What is the solution for a system of ODEs with a matrix coefficient?

[kostoglotov]

I know how to solve \frac{d\vec{u}}{dt} = A\vec{u}, I was just watching a lecture, and the lecturer related that solving that equation is pretty much a direct analogy to \vec{u} = e^{At}\vec{u}(0), in so far as all we need to do after that is understand exactly what it means to take the exponential of a matrix, which is fine...
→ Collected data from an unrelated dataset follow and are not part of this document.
Issue #54, opened 2020-04-25
Allow placing plugins on top of main toolbar


chapulina:
Currently, floating plugins can only be placed below the toolbar.

It would be nice to also support adding small plugins, usually consisting of some buttons, on top of the toolbar. We may be able to do this with the current floating plugins, just making sure that's a valid XY position and that their Z can be above the toolbar.

PR #335, opened 2021-12-14
Added a button that allows shutting down both the client and server.

peci1:
# 🎉 New feature

## Summary
Adds a button that allows closing the server by calling `/server_control::stop` service (in case the server runs in a different manager or on a different machine than the gui).

Depends on https://github.com/ignitionrobotics/ign-gazebo/pull/1240 to be able to actually stop the server.

## Test it

    ign gazebo -v4 -s &
    ign gazebo -v4 -g
    # add the Shutdown plugin
    # click the cross
    # both the GUI and server process should be stopped

## Checklist
- [x] Added tests


peci1:
What's weird is that even if I run just the GUI and no server, the `node->Request()` returns true. How is that possible?

peci1:
Please, also check the QML file after me. I haven't worked with QT quick before, so I pretty much don't know what I'm doing and I just copied the file from WorldControl.

jennuine (commented):
LGTM, just some minor comments.

Also, instead of creating a new plugin, would it be better to extend the close dialog menu (https://github.com/ignitionrobotics/ign-gui/pull/225)? We could modify it to say something like, "Cancel", "Shutdown all", "Close GUI only". What are your thoughts @chapulina ?

peci1:
Thanks for the nits, @jennuine . Regarding the close dialog extension - in my use-case, I want to run the app full-screen and without a window manager, so there is no window close button, and I also hide the hamburger menu with the Quit option. So having a separate plugin providing the close button inside the app is a good way for me.

Maybe the button in the plugin could just trigger the close dialog? If so, it'd be nice to be able to configure the available options for the dialog - e.g. in my use case I would not want to offer to close the GUI only and leave the server running. Would it also be possible to pass more configuration to the dialog, like the name of the server control service?

chapulina:
> instead of creating a new plugin, would it be better to extend the close dialog menu 

Yeah I also feel like a plugin to shutdown the application is a bit uncommon.

> in my use-case, I want to run the app full-screen and without a window manager, so there is no window close button, and I also hide the hamburger menu with the Quit option. 

Sounds like a good use case for 

* https://github.com/ignitionrobotics/ign-gui/issues/54

This way, the plugin could be more integrated into the UI and look like a native button.

> Maybe the button in the plugin could just trigger the close dialog?

That sounds like a good way to reduce duplication, so we have one code path that leads to closing the application. 

> Would it also be possible to pass more configuration to the dialog, like the name of the server control service?

Those could come under `<window>`, the inconvenient thing is that this tag can only come from a config file at the moment, not from an SDF for example.

src/plugins/shutdown_button/ShutdownButton.cc
```diff
@@ -0,0 +1,124 @@
...
+*/
+
+#include "ShutdownButton.hh"
+
+#include <csignal>
+#include <string>
+
+#include <ignition/common/Console.hh>
+#include <ignition/common/StringUtils.hh>
+#include <ignition/common/Time.hh>
```
chapulina, line 25: Is `Time.hh` needed? That's deprecated on `ign-common4` and removed on `ign-common5` in favor of `chrono`.

peci1:
> > Would it also be possible to pass more configuration to the dialog, like the name of the server control service?
> 
> Those could come under `<window>`, the inconvenient thing is that this tag can only come from a config file at the moment, not from an SDF for example.

What? SDF can configure GUI?

peci1:
> Sounds like a good use case for #54
>
> This way, the plugin could be more integrated into the UI and look like a native button.

I'm not sure I can help with #54. So what if this PR makes the close button plugin and once #54 is resolved, it could just be adjusted to better fit the toolbar UI?

chapulina:
> What? SDF can configure GUI?

Just the plugins right now. The plugins inside `<world><gui>`, such as [these](https://github.com/ignitionrobotics/ign-gazebo/blob/0810a6b5aac153904e47b0ccbdd8e548a8a99d9f/examples/worlds/sensors_demo.sdf#L30-L200), are passed to `ign-gui` the same way as the `<plugin>` tags in a `.config` file.

> So what if this PR makes the close button plugin and once #54 is resolved, it could just be adjusted to better fit the toolbar UI?

Yeah I think that's reasonable.

src/plugins/CMakeLists.txt
```diff
@@ -120,6 +120,7 @@ add_subdirectory(key_publisher)
 add_subdirectory(publisher)
 add_subdirectory(scene3d)
 add_subdirectory(screenshot)
+add_subdirectory(shutdown_button)
```
chapulina, line 123: Alphabetize

examples/config/time.config
```diff
@@ -81,3 +81,14 @@
   <topic>/world_stats</topic>
 </plugin>
 
+<plugin filename="ShutdownButton">
```
chapulina, line 84: Can we create a new config file for it? It's better to keep the configs targeted

src/plugins/shutdown_button/ShutdownButton.cc
```diff
@@ -0,0 +1,124 @@
...
+
+/////////////////////////////////////////////////
+void ShutdownButton::OnStop()
+{
+  std::function<void(const ignition::msgs::Boolean &, const bool)> cb =
+      [](const ignition::msgs::Boolean &/*_rep*/, const bool /*_result*/)
+  {
+    ignmsg << "Request to shutdown the simulation server sent. Stopping client "
+           << "now." << std::endl;
+    std::raise(SIGTERM);
```
chapulina, line 104: Can we call `close()` on the window instead? `SIGTERM` feels a bit extreme if we can avoid it.

src/plugins/shutdown_button/ShutdownButton.hh
```diff
@@ -0,0 +1,81 @@
...
+#include <memory>
+
+#ifdef _MSC_VER
+#pragma warning(push, 0)
+#endif
+#include <ignition/msgs.hh>
+#ifdef _MSC_VER
+#pragma warning(pop)
+#endif
+#include <ignition/transport.hh>
```
chapulina, line 30: These includes can be moved to the cc file. And ideally we'd include just what we need (i.e. the `pb.h` include and `Node.hh`)

src/plugins/shutdown_button/ShutdownButton.qml
```diff
@@ -0,0 +1,51 @@
...
+ * WITHOUT WARRANTIES OR CONDITIONS OF ANY KIND, either express or implied.
+ * See the License for the specific language governing permissions and
+ * limitations under the License.
+ *
+*/
+import QtQuick 2.9
+import QtQuick.Controls 2.2
+import QtQuick.Controls.Material 2.1
+import QtQuick.Layouts 1.3
+import "qrc:/qml"
```
chapulina, line 21: I think this `import` isn't needed

chapulina (commented):
The general idea is ok to me, just have some minor comments

src/plugins/shutdown_button/ShutdownButton.qml
```diff
@@ -0,0 +1,51 @@
+/*
+ * Copyright (C) 2021 Open Robotics
```
jennuine, line 2:
```suggestion
 * Copyright (C) 2021 Open Source Robotics Foundation
```

src/plugins/shutdown_button/ShutdownButton_TEST.cc
```diff
@@ -0,0 +1,117 @@
+/*
+ * Copyright (C) 2021 Open Robotics
```
jennuine, line 2:
```suggestion
 * Copyright (C) 2021 Open Source Robotics Foundation
```

src/plugins/CMakeLists.txt
peci1: I don't understand... `screenshot < shutdown < teleop` ... or is it too late already?

examples/config/time.config
peci1: Done.

src/plugins/shutdown_button/ShutdownButton.cc
peci1: I no longer use signals for this.

src/plugins/shutdown_button/ShutdownButton.hh
peci1: ShutdownButton is now just a thin plugin calling the window close event. So most includes went away. Some functionality moved to MainWindow, and I made the includes as precise as possible.

src/plugins/shutdown_button/ShutdownButton.qml
peci1: yes, it isn't.

peci1:
I've pushed the new implementation which expands on the functionality of the exit confirmation dialog and makes ShutdownButton plugin just a thin layer that invokes this dialog (or performs its action if the dialog is not to be shown).

See `examples/config/dialog_on_exit_shutdown.config` for the newly added options.

Example run:

```
ign gazebo -v4 -s &
ign gazebo -v4 -g --gui-config examples/config/dialog_on_exit_shutdown.config
```

peci1:
Snímek obrazovky pořízený 2022-01-04 04-40-55

peci1:
Some things to consider improving:

- The alignment and order of the buttons in the dialog is not fixed - it is determined by the OS. That's pretty bad as e.g. the Linux order is weird. It is because I wanted to retain the `standardButtons` functionality of the dialog, so the "shutdown" button is represented as `DISCARD` type button (it actually makes sense, I think).
- I'm not sure if the duality of the possible content of `<dialog_on_exit>` is okay (it can be either boolean or a XML snippet). See the docs where I tried to describe it.
- Some strings that could possibly be localized in the future moved to .hh/.cc files from the QML (default texts of the buttons and prompt). As you can see from the screenshot, the Cancel button is localized by the OS, which creates a bit messy impression (it is no problem to also add configurable text of the cancel button, but it seemed unnecessary to me).
- I would like to automatically recognize that the GUI and server are in the same process and accordingly simplify the confirmation dialog (i.e. it's not possible to close only the GUI). But that would need to be done in ign-gazebo/src/ign.cc if I'm right?

jennuine (commented):
> I'm not sure if the duality of the possible content of <dialog_on_exit> is okay (it can be either boolean or a XML snippet). See the docs where I tried to describe it.

It is possible but IMO is getting unnecessarily complex. For the confirmation dialog, I think we should simplify things either by:

1. Always show all options (ie., cancel, quit server & gui, quit gui only) in the dialog when `<dialog_on_exit>true</dialog_on_exit>` is set
2. Add new element to the config, something like `<dialog_on_exit_extra>` or `<extend_dialog_on_exit>` which takes a `bool` (default would be false)

I'm leaning towards (2) because there may be users who do not know (or need to know) about the 2 processes and it would avoid confusion (especially when they are run in the same process; eg, "Shutdown GUI only was clicked but why did it shutdown the server?"). Do you have any thoughts @chapulina ?

examples/config/dialog_on_exit_shutdown.config
```diff
@@ -0,0 +1,27 @@
...
+  <width>1000</width>
+  <height>845</height>
+  <default_exit_action>SHUTDOWN_SERVER</default_exit_action>
+  <dialog_on_exit>
+    <show>true</show>
+    <prompt_text>really? žřčš</prompt_text>
+    <show_shutdown_button>true</show_shutdown_button>
+    <show_close_gui_button>true</show_close_gui_button>
+    <shutdown_button_text>Quit Server&amp;GUI</shutdown_button_text>
+    <close_gui_button_text>Quit GUI only</close_gui_button_text>
```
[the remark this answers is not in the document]
peci1: I am the user :) I'm building a kiosk running SubT simulator and the expectation is that it will be used by people who have no idea what runs under the hood. So showing them "Quit Server & GUI" would be really weird and I'd like to put there a simple "Exit" or something similar (I'm hiding the "Close GUI only" button as I always want to shutdown both; and I don't dare running both using `ign gazebo` as the GUI segfaults and would shot down the server cancelling the progress in the simulation; instead, I use good old `roslaunch` to keep the GUI alive =) ).

peci1:
> I'm leaning towards (2) because there may be users who do not know (or need to know) about the 2 processes and it would avoid confusion (especially when they are run in the same process; eg, "Shutdown GUI only was clicked but why did it shutdown the server?"). Do you have any thoughts @chapulina ?

(2) seems a good option. I'd just suggest a different name, what about `<dialog_on_exit_config>`?

(1) would not be an option for my use-case as I need to only allow the "shutdown gui & server" option (see the previous code comment).

Hiding the "Close GUI only" option when both are running in the same process or process manager is something that should really be done, but I did not want to clutter this PR with it. I'm not even sure which library would be the correct "entry point" for such implementation (probably somewhere around ign-gazebo/ign.cc?).

jennuine:
> (2) seems a good option. I'd just suggest a different name, what about <dialog_on_exit_config>?

How about `<shutdown_config>`?

> So showing them "Quit Server & GUI" would be really weird and I'd like to put there a simple "Exit" or something similar 

But instead of changing the button text through the config, we can check if the new element is set then update the text accordingly

> I'm not even sure which library would be the correct "entry point" for such implementation (probably somewhere around ign-gazebo/ign.cc?).

This I'm not sure about either but hopefully Louise will be able to point you in the right direction :)

peci1:
> How about `<shutdown_config>`?

That loses any connection to the dialog it configures, in my point of view...
 
> But instead of changing the button text through the config, we can check if the new element (in the config) is set then update the text accordingly through code

Sounds good. Is there an implementation I could get inspired from? As I'm pretty new to QtQuick/QML, I'm a bit helpless here...

jennuine:
> That loses any connection to the dialog it configures, in my point of view...

You're right. How about `<dialog_on_exit_options>`? I'm ok with `<dialog_on_exit_config>` if that is preferred.

> Sounds good. Is there an implementation I could get inspired from? 

Maybe this will help? https://github.com/ignitionrobotics/ign-gui/pull/225/files

Here's a quick suggestion summary (keep in mind it's not exact):
- Read the config for `<dialog_on_exit_x>`
- Store in boolean `Q_PROPERTY` which represent if the extra button / text will be shown
Eg.,
https://github.com/ignitionrobotics/ign-gui/blob/6db723c7781aca2af798d4da4cb3bec60c99b8d5/src/Application.cc#L278-L283
- In the qml you can change text based on the variable with lambdas
Eg.,
https://github.com/ignitionrobotics/ign-gui/blob/838271e7d87402ef7f2e82368b4a36d4c8c62b73/include/ignition/gui/qml/Main.qml#L347
 can become `title: (extraDialogOpts ? "Do you really want to exit?" : "How do you want to close?")`

--- 

Hope this helps :) let me know if you need me to clarify anything

peci1:
Thanks for the suggestions, jennuine. I went with `<dialog_on_exit_options>` and I like it much more than the previous dual approach. I also managed to move the default texts back to QML, without even needing to add more properties - I just check whether the string coming from configuration is non-empty.

chapulina (commented):
> I would like to automatically recognize that the GUI and server are in the same process and accordingly simplify the confirmation dialog (i.e. it's not possible to close only the GUI). But that would need to be done in ign-gazebo/src/ign.cc if I'm right?

Yeah that would need to be done on Gazebo's side, maybe after it creates the `MainWindow` on `Gui.cc`.

---

Thanks for iterating, @peci1, it's working well for me, I just have minor comments.

include/ignition/gui/MainWindow.hh
```diff
@@ -39,9 +39,18 @@ namespace ignition
...
   {
+    Q_NAMESPACE
     class MainWindowPrivate;
     struct WindowConfig;
 
+    /// \brief The action executed when GUI is closed without prompt.
+    enum class ExitAction
+    {
+      CLOSE_GUI,  //! \brief Close GUI and leave server running
+      SHUTDOWN_SERVER,  //! \brief Close GUI and shutdown server
```
chapulina, line 50: We've been doing this:

```suggestion
    /// \brief Close GUI and shutdown server
      SHUTDOWN_SERVER,  
```

examples/config/dialog_on_exit_shutdown.config
```diff
@@ -0,0 +1,27 @@
...
+<window>
+  <width>1000</width>
+  <height>845</height>
+  <default_exit_action>SHUTDOWN_SERVER</default_exit_action>
+  <dialog_on_exit>true</dialog_on_exit>
+  <dialog_on_exit_options>
+    <prompt_text>really? žřčš</prompt_text>
+    <show_shutdown_button>true</show_shutdown_button>
+    <show_close_gui_button>true</show_close_gui_button>
+    <shutdown_button_text>Quit Server&amp;GUI</shutdown_button_text>
```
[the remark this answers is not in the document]
peci1: That's weird, it works for me. I'll ditch the `&` and use `and` to avoid such problems.

include/ignition/gui/qml/Main.qml
```diff
@@ -325,24 +335,51 @@ ApplicationWindow
...
-    onAccepted: {
-      Qt.quit()
+    standardButtons: (exitDialogShowCloseGui ? Dialog.Ok : Dialog.NoButton) | (exitDialogShowShutdown ? Dialog.Discard : Dialog.NoButton) | Dialog.Cancel
+
+    // The button texts need to be changed later than in onCompleted as standardButtons change later
+    onAboutToShow: function () {
+      if (exitDialogShowCloseGui)
+        footer.standardButton(Dialog.Ok).text = (exitDialogCloseGuiText ? exitDialogCloseGuiText : "Close GUI")
+      if (exitDialogShowShutdown)
+        footer.standardButton(Dialog.Discard).text = (exitDialogShutdownText ? exitDialogShutdownText : "Shutdown simulation")
```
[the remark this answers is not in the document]
peci1: Hmm, but this is intended to shutdown both GUI and server... I wanted to keep the label short. But maybe "Shutdown GUI and server" would be okay.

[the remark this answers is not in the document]
peci1: Or "Close GUI and server"

peci1 (commented):
Thanks for the review, Louise. I'll work through it today.

src/plugins/shutdown_button/ShutdownButton.qml
```diff
@@ -0,0 +1,50 @@
...
+    text: closeIcon
+    checkable: true
+    Layout.alignment : Qt.AlignVCenter
+    Layout.minimumWidth: width
+    Layout.leftMargin: 10
+    onClicked: {
+      ShutdownButton.OnStop()
+    }
+    Material.background: Material.primary
+  }
```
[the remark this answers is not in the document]
peci1: I've put there "Quit" to be consistent with the hamburger menu entry.

tutorials/04_layout.md
```diff
@@ -28,7 +28,24 @@ by adding a `<window>` element to the config file. The child elements are:
                     the menu. If `from_paths` is true, all plugins will be shown
                     anyway, so adding `<show>` has no effect. For the plugin to
                     be shown, it must be on the path.
-* `<dialog_on_exit>`: If true, a confirmation dialog will show up when closing the window.
+* `<default_exit_action>`: Default `CLOSE_GUI`. If set to `SHUTDOWN_SERVER` and `<dialog_on_exit>`
+                           is `false`, closing the simulation window will stop the server even if it
```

My question is this, do I solve \frac{d^2\vec{u}}{dt^2} = A\vec{u} with \vec{u}=A^{-1}e^{At}\frac{d\vec{u}}{dt}(0)?

edit:

OR do I need to go along the lines

\frac{d^2\vec{u}}{dt^2} = \lambda^2\vec{u} = A\vec{u}

and solve

(A - \lambda^2 I)\vec{u}=\vec{0}

?

 

[Svein]

One way to look at it: Introduce a new function v: \frac{d\vec{u}}{dt}= \vec{v}, \frac{d\vec{v}}{dt}=A\vec{u}.

 

[Mark44]

I know how to solve \frac{d\vec{u}}{dt} = A\vec{u}, I was just watching a lecture, and the lecturer related that solving that equation is pretty much a direct analogy to \vec{u} = e^{At}\vec{u}(0), in so far as all we need to do after that is understand exactly what it means to take the exponential of a matrix, which is fine...

My question is this, do I solve \frac{d^2\vec{u}}{dt^2} = A\vec{u} with \vec{u}=A^{-1}e^{At}\frac{d\vec{u}}{dt}(0)?

edit:

OR do I need to go along the lines

\frac{d^2\vec{u}}{dt^2} = \lambda^2\vec{u} = A\vec{u}

and solve

(A - \lambda^2 I)\vec{u}=\vec{0}

?

I haven't thought about this in quite a while.
If you had a regular ODE of the form u' = au, or u' - au = 0, the characteristic equation would be r - a = 0, so the solution would be u = Ce^at, similar to your first order example above.

If you had u'' = λ²u, or u'' - λ²u = 0, the characteristic equation would be r² - λ² = 0, or r = ±λ. The solution would be u = C₁e^λt + C₂e^-λt.

Your example, with a system of ODEs, will have a solution that is analogous to the above, with exponentials involving the matrix.